What you need to pay attention right now when monitoring? It:

availability, i.e. whether the server is alive, in general, or not;
lack of disk resources, processor, etc .;
mistakes.

How to monitor all this?

Here is a list of great tools that allow you to monitor resources and show results in a very convenient way:

The first 4 tools can be put on the server, they are powerful, cool. And ServerDensity is hosted by someone, i.e. we pay money for it, and it can collect all data from the servers and display them for analysis.

There are two good services for monitoring bugs:

Rollbar - rollbar.com
Sentry - getsentry.com

Usually we monitor errors like this - either we write everything to the log and then we look at it, or in addition we start emails or send sms to the developers. This is all normal, but as soon as we have a cloud of people on the service, and there is some kind of error, it starts repeating a very large number of times, it starts frantically spamming the email, or it overflows, or the developer completely loses attention and he starts to ignore letters. The above services take and errors of the same type are collected in one big pack, plus they consider how many times errors have occurred recently and in priorities the whole business is raised automatically.

Sentry can be delivered to your server, there is a source, and Rollbar is not, but Rollbar is better because it takes money for the number of errors, i.e. encourages to correct them.

About the notification, I repeat that you should not spam, attention is lost.

What, in general, need to analyze?

RPS and Response time - if the response time begins to fall, then we need to do something.

The number of processes, threads and queue sizes - if it all starts to multiply, get clogged up, etc., then something is wrong again, you need to analyze in more detail and somehow change the infrastructure.

Also worth looking at business analysis. Google Analytics for site types is great, and mixpanel - for event logging, it works on desktop applications, on mobile, on the web. It is possible and on the basis of some of their data to write, but I would advise the finished services. The point is that our monitoring can show that the service is alive, that everything works, that the overall Responce time is normal, but when we, for example, register in the mixpanel, we start tracking, it shows that they are somehow not enough. In this case, it is necessary to look at how quickly certain events, pages, and what the problems are. The project should always be “hung” with analysis in order to always know what is happening, and not to work blindly.

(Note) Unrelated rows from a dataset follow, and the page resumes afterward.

PR #128, opened 2019-05-25
adding dlt client example

yeger00:
I added a DLT client target, in order to be able and use it as command line utility.

The code is taken from the client tests.

### DIFF
--- a/README.md
+++ b/README.md
@@ -36,7 +36,7 @@ cd build
 cmake ..
 make
 optional: sudo make install
-optional: sudo ldconfig`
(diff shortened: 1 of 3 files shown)


ssugiura:
We already have dlt-receive which can do similar thing. Is there any difference?

aviyegerargus:
Looks the same. I'll add my changes to it, and close this PR.

Thanks.

yeger00:
Looks the same. I'll add my changes to it, and close this PR.

Thanks.

PR #129, opened 2019-05-27
Do not install systemd service files for binaries that are not built

martin-ejdestig:
Noticed that dlt-system.service unconditionally failed since the binary was missing when building with a default configuration after an upgrade from 2.17.0 to 2.18.1. WITH_DLT_SYSTEM default changed to OFF in 1b3c8b3d10fbc9a8dd9c717a939babd901b0b243 .

Fix by only installing dlt-system.service if dlt-system is built. Also do the same for other binaries that have a service file.

### DIFF
--- a/systemd/CMakeLists.txt
+++ b/systemd/CMakeLists.txt
@@ -30,31 +30,42 @@ if(WITH_SYSTEMD)
     configure_file(${CMAKE_SOURCE_DIR}/systemd/dlt.service.cmake ${PROJECT_BINARY_DIR}/systemd/dlt.service)
     message( STATUS "Configured systemd unit file:dlt.service" )
 
-    configure_file(${CMAKE_SOURCE_DIR}/systemd/dlt-system.service.cmake ${PROJECT_BINARY_DIR}/systemd/dlt-system.service)
-    message( STATUS "Configured systemd unit file:dlt-system.service" )
+    if(WITH_DLT_SYSTEM)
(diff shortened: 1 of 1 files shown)


systemd/CMakeLists.txt
```diff
@@ -30,31 +30,42 @@ if(WITH_SYSTEMD)
...
     endif(WITH_DLT_DBUS)
 
-    configure_file(${CMAKE_SOURCE_DIR}/systemd/dlt-receive.service.cmake ${PROJECT_BINARY_DIR}/systemd/dlt-receive.service)
-    message( STATUS "Configured systemd unit file:dlt-receive.service" )
+    if(WITH_DLT_CONSOLE)
+        configure_file(${CMAKE_SOURCE_DIR}/systemd/dlt-receive.service.cmake ${PROJECT_BINARY_DIR}/systemd/dlt-receive.service)
+        message( STATUS "Configured systemd unit file:dlt-receive.service" )
+    endif(WITH_DLT_CONSOLE)
 
     configure_file(${CMAKE_SOURCE_DIR}/systemd/dlt-example-user.service.cmake ${PROJECT_BINARY_DIR}/systemd/dlt-example-user.service)
```
ssugiura: Please add WITH_DLT_EXAMPLES condition as well.

martin-ejdestig: Done.

martin-ejdestig: Sorry, actually missed the "configure_file() if" clause and only did the "install() if" at first. Fixed now though.

Perhaps it makes sense to merge the if statements. Will try this in a separate commit.

ssugiura:
Thank you. I squashed all the commits and merged to master.

PR #130, opened 2019-05-30
Add option in dlt.conf for bindAddress to specific IPs

AdrianStoenescu:
dlt-daemon: Added functionality to use specific set of bindAddresses (IP addresses) 
for which the dlt-daemon will accept connections.

I added the possibility to have in dlt.conf an option that specifies a set of IP addresses.
The daemon will do a socket bind only for this list, therefore external connections will be 
limited to this set of IP addresses.
If this option is not given, the default INADDR_ANY is used ("0.0.0.0") as before.

The option in dlt.conf can look like this:
BindAddress = 160.48.199.98;160.48.199.97;160.48.199.226,160.48.199.186;160.48.199.139;172.16.222.99

There can be as many addresses but only specified on one single line. 
They have to be delimited by ',' or ';'. ' ' (space) delimiter does not work.
IPv6 addresses are supported as well. For instance:

BindAddress = fe80::255:7bff:feb5:7df7

There can be IPv4 addresses and IPv6 in the same time, but if at least one IPv6 address is used, 
then the dlt-daemon must be compiled with DLT_USE_IPv6 flag ON.

Signed-off-by: Adrian Stoenescu <Adrian.Stoenescu@harman.com>


ssugiura:
Summary and description lines are too long and there's no signed off. Please refer to https://github.com/GENIVI/dlt-daemon/pull/123 for commit message format.

src/daemon/dlt_daemon_socket.c
```diff
@@ -62,67 +63,64 @@
...
+    if (bind(*sock, (struct sockaddr *)&forced_addr, sizeof(forced_addr)) == -1) {
+        const int lastErrno = errno; /*close() may set errno too */
+        close(*sock);
+        dlt_vlog(LOG_WARNING, "dlt_daemon_socket_open: bind() error %d: %s\n", lastErrno, strerror(lastErrno));
+    }
 
-    snprintf(str, DLT_DAEMON_TEXTBUFSIZE, "%s: Listening on port: %u\n", __FUNCTION__, servPort);
+    /*listen */
+    snprintf(str, DLT_DAEMON_TEXTBUFSIZE, "%s: Listening on ip %s and port: %u\n", __FUNCTION__, ip, servPort);
     dlt_log(LOG_INFO, str);
```
ssugiura: Please use dlt_vlog instead of snprintf-dlt_log.

src/daemon/dlt_daemon_socket.c
```diff
@@ -62,67 +63,64 @@
...
+#endif
 
-        if (bind(*sock, p->ai_addr, p->ai_addrlen) == -1) {
-            const int lastErrno = errno; /*close() may set errno too */
-            close(*sock);
-            dlt_vlog(LOG_WARNING, "dlt_daemon_socket_open: bind() error %d: %s\n", lastErrno, strerror(lastErrno));
-            continue;
-        }
+    snprintf(str, DLT_DAEMON_TEXTBUFSIZE, "%s: Socket created\n", __FUNCTION__);
+    dlt_log(LOG_INFO, str);
```
ssugiura: Please use dlt_vlog instead of snprintf-dlt_log.

votrungchi:
Hi @AdrianStoenescu,

What happened if the "BindAddress" reached the limitation of socket of system?

As my opinion, to archive this purpose, we shouldn't bind all ip address in this list but We should filter the allowed ip address after accept the connection, if this client not in the list, we can close the accepted socket. (Check dlt_daemon_process_client_connect() function), Its also help to minimize the change.

Best regards,

AdrianStoenescu:
Hi @votrungchi 

Yes, your proposal seems good and logical. I will try to change the behavior as you mentioned. I will accept the connection and if the client address is not in my filter list, I will close it. In this way you don't do many bind calls that might not get a connection at all. Thank you!

AdrianStoenescu:
Hey @votrungchi and @ssugiura 
I thought a lot about having one bind to INADDR_ANY and after accept, decide if the client connected using an address from the filtered list specified in dlt.conf. It would work great, but after this PR I want to add the possibility to have specific ports as well associated with this bindAddresses. This means that I want each IP to have a specific Port, and connections are allowed only on these paris. In order to do this I will create socket/bind/listen for each pair IP/port. This means the current approach with binding for each IP is more reasonable. I don't think in practical cases somebody will use more then 2 or 3 IPs, so to have 2,3 bind calls is not much. What do you think?

src/daemon/dlt-daemon.c
```diff
@@ -566,6 +578,39 @@ int option_file_parser(DltDaemonLocal *daemon_local)
...
+                        DltBindAddress_t *head = daemon_local->flags.ipNodes;
+                        DltBindAddress_t *newNode = NULL;
+                        DltBindAddress_t *temp = NULL;
+
+                        /* update first IP node with address from configuration file */
+                        char *tok = strtok(value, ",;");
+
+                        if (tok != NULL) {
+                            /* set first IP address */
+                            strncpy(head->ip, tok, sizeof(head->ip) - 1);
```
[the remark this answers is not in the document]
AdrianStoenescu: If IPv6 is used, then a bind error will occur and dlt-daemon will not start.
The same for IPv4, if IPv4 is used with DLT_USE_IPv6 to ON, the same bind error will occur and dlt-daemon will not start

votrungchi:
Hi @AdrianStoenescu ,
First of all, the bindAddresses here are the address of the interface on the local machine (server) to listen on, it's not the client IP address. So I wonder if the implementation works as your expectation? If yes, could you please help to give me more detail about your expectation and how to test it?
Best Regrards,

AdrianStoenescu:
Hi @votrungchi 
Exactly, the limitation is on the server side. In other words, the dlt-daemon accepts connections ON the specified IP list. It has nothing to do with client address, which can be anything.
Example: 
dlt-daemon runs on a board with IP 192.168.1.100
BindAddress option in dlt.conf is:
BindAddress = 160.48.199.97;160.48.199.98

Attempt to connect with dlt-viewer using 192.168.1.100 will not work anymore, only connections using hostname 160.48.199.97 or 160.48.199.98.

If BindAddress option is not present in dlt.conf, the dlt-daemon will bind on INADDR_ANY, so will accept connections on all available interfaces. The dlt-viewer can connect using hostname 192.168.1.100, 160.48.199.97 160.48.199.98 or any available IP from a network interface that is up at that moment on the dlt-daemon side

votrungchi:
Hi @AdrianStoenescu ,
Yes, if I understand correct, you want to provide the feature to support Server to listen on specific addresses and ports, and I found the similar thing that supported in Apache HTTP Server with "Listen" configure keyword.
So I think you can refer to this for good practice in the implementation.
https://httpd.apache.org/docs/2.4/bind.html
Best Regards,

ssugiura:
@AdrianStoenescu Is there any update on this?

ssugiura:
@AdrianStoenescu FYI. I rebased to latest master and merged your features.

ssugiura:
As discussed with @AdrianStoenescu , I reverted this commit from master branch. We can push back to master once the feature is needed.

jardous:
Actually I would appreciate this to be merged

ssugiura:
@jardous Great to hear that. Is the current implementation already works for your use case? If so, I will take it back to master branch again.

ssugiura:
@AdrianStoenescu @jardous I merged this feature again to the master along with https://github.com/GENIVI/dlt-daemon/pull/152.

AdrianStoenescu:
OK, Mr. Sugiura

I will have a look and try to resolve the bug related IPv6 (when we are unable to bind using 0.0.0.0 address)

Adrian Stoenescu
Software Developer
Harman Connected Car Division

MetrOffice, Building A, 2nd District
5-7 Dimitrie Pompeiu Blvd.
020335 Bucharest
Phone: +40 372 518 259
Mobile: +40 726 734 437
Email: adrian.stoenescu@harman.com<mailto:adrian.stoenescu@harman.com>
Web: www.harman.com<http://www.harman.com/>
[cid:image001.jpg@01D2E525.19D2C600]

votrungchi:
> I will have a look and try to resolve the bug related IPv6 (when we are unable to bind using 0.0.0.0 address)
@AdrianStoenescu bind issue already fixed by #152 pull request.

PR #137, opened 2019-06-17
define DLT_PATH_MAX for max path buffer length

votrungchi:
define DLT_PATH_MAX for max path buffer length

DLT limits the path length and does not do anything else to determine
the actual value, because the least that is supported on any system
that DLT runs on is 1024 bytes.

Signed-off-by: Vo Trung Chi <Chi.VoTrung@vn.bosch.com>

### DIFF
--- a/include/dlt/dlt_common.h
+++ b/include/dlt/dlt_common.h
@@ -350,6 +350,14 @@ enum {
 #   define DLT_RCV_REMOVE      (1 << 1)
 
 /**
+ * Maximal length of path in DLT
+ * DLT limits the path length and does not do anything else to determine
+ * the actual value, because the least that is supported on any system
+ * that DLT runs on is 1024 bytes.
+ */
+#   define DLT_PATH_MAX 1024
+
+/**
  * Maximal length of mounted path
  */
 #   define DLT_MOUNT_PATH_MAX  1024
@@ -413,7 +421,7 @@ extern char dltSerialHeaderChar[DLT_ID_SIZE];
 /**
  * The common base-path of the dlt-daemon-fifo and application-generated fifos
  */
-extern char dltFifoBaseDir[PATH_MAX + 1];
+extern char dltFifoBaseDir[DLT_PATH_MAX];
 
 /**
  * The type of a DLT ID (context id, application id, etc.)
--- a/src/dbus/dlt-dbus-options.c
+++ b/src/dbus/dlt-dbus-options.c
@@ -82,21 +82,21 @@ int read_command_line(DltDBusCliOptions *options, int argc, char *argv[])
         {
             options->BusType = malloc(strlen(optarg) + 1);
             MALLOC_ASSERT(options->BusType);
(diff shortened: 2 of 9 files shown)


sherkenhoff:
> Since POSIX isn’t clear on path lengths, use PATH_MAX as a base for path + filename.

In POSIX, we can use [pathconf](http://pubs.opengroup.org/onlinepubs/009695399/functions/pathconf.html) with _PC_PATH_MAX - just verified on QNX (returns 1024 bytes) and on Linux (returns 4096 bytes). Is there any reason to not use this interface to determine the _proper_ value?

votrungchi:
Hi @sherkenhoff,

First, we need this value at the compile time, so if we can use the pathconf, it would be use in compile time.
I read about the PATH_MAX and pathconf in this [blog](https://eklitzke.org/path-max-is-tricky). Honestly, I not really sure about the idea of section "Path Metadata With pathconf()", what do you think?

Thanks & Best Regards,

sherkenhoff:
@votrungchi 

This is the same source I also read. Further down it explicitly states that the maximum length of a filename is eventually governed by the filesystem that is handling the node, and that PATH_MAX is only a lower bound, at best. With this in mind, I would not limit the length at compile time to the target's lower bound, but rather determine the actual value at run time at the very little cost of of the pathconf call. 

What would need to be changed in DLT to achieve determining the max path length at run time?

votrungchi:
Hi @sherkenhoff ,

Thank you for your detail explanation.
As my understand, we will use pathconf to determining the max path length at run time with path input is root directory "/". Is this correct?

For your question, to achieve determining the max path length at run time, will have to change all static memory allocation which size is PATH_MAX to dynamic memory allocation.

Best Regards,

sherkenhoff:
>we will use pathconf to determining the max path length at run time with path input is root directory "/"

No. "/" itself might also be mounted and handled by a filesystem that supports much longer names. If that were the case and somebody wanted to write the logs to a very nested location, he couldn't do it because DLT will now set the max length to 1024.

Adding to my question from before: How much load on the system would we introduce by changing to run-time determining the max length? I assume this happens once per process and once in the daemon?

include/dlt/dlt_common.h
```diff
@@ -377,6 +377,11 @@ enum {
  */
 #   define DLT_LINE_LEN 1024
 
+/**
+ * DLT fifo basedir length
+ */
+#define DLT_BASEDIR_MAX PATH_MAX - 16
```
ssugiura: Where did 16 come from? Either having another macro or give some explanation would be helpful.

src/dbus/dlt-dbus-options.c
```diff
@@ -30,6 +30,7 @@
 
 #include <stdlib.h>
 #include <string.h>
+#include <getopt.h>
```
thanhbnq: This header is not really needed here. Please don't add it.

votrungchi: Removed. Thanks.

The load, in general, arises or is planned, or not, may occur gradually, maybe not gradually:

How to deal with the load? All business solves, and only the issue price is important. Important:

for the service to work,
so that it is not very expensive, do not ruin the company.

The rest is not very important.

If it is cheaper to scan, optimize, write to the cache, fix some configs, then this should be done without thinking about scaling and buying additional hardware, etc. But it happens that "hardware" becomes cheaper than the work of a programmer, especially if programmers are very savvy. In this case, the scaling begins.

In the figure, the blue thing is the Internet, from which requests are coming. A balancer is put, the only task of which is to distribute requests to separate front-end servers, accept responses from them and give them to the client. The point here is that 3 servers can handle (ideally) 3 times as many requests, excluding any overhead for the network and for the work of the balancer itself.

What does this give us? The above ability to handle more requests, and more reliability. If the traditional scheme falls nginx or application, or rested on the disk, etc., then everything fell. Here, if we have one frontend fell off, then that's okay, the balancer, most likely, it will understand and send requests to the remaining 2 servers. Maybe it will be a little slower, but it's not scary.

In general, PHP is a great thing to scale, because it follows the Share nothing principle by default. This means that if we take, say, Java for the web, then the application starts, reads all the code, writes the maximum data to the program memory, everything is spinning, working, the request takes very little time, very few additional resources. However, there is an ambush - because the application is written in such a way that it should work on one instance, be cached, read from its own memory, then nothing good can happen when scaling. And in PHP, by default, there is nothing in common, and this is good. All that we want to share, we put it in memcahed, and memcahed can be read from several servers, so everything is fine. Those. weak connectivity is achieved for the application server layer. It's fine.

What, in general, to balance the load?

Most often this was done by Squid or HAProxy, but this is before. Now the author of nginx took and parted from nginx + balancer in nginx, so now he can do all the things that Squid or HAProxy used to do before. If it starts not to withstand, you can put some cool expensive hardware balancer.

The problems that the balancer solves are how to choose a server and how to store sessions? The second problem is purely PHP's, and the server can be selected either in turn from the list, or by the geography of some IP's, or by some statistics (nginx supports least-connected, that is, to which server there are fewer connections , he will throw it on him). We can write for the balancer some code that will choose how to work with it.

Here, this link describes a balancer svezhepartirovanny in nginx:

I recommend it to everyone, there are very simple configs, everything is as simple as possible.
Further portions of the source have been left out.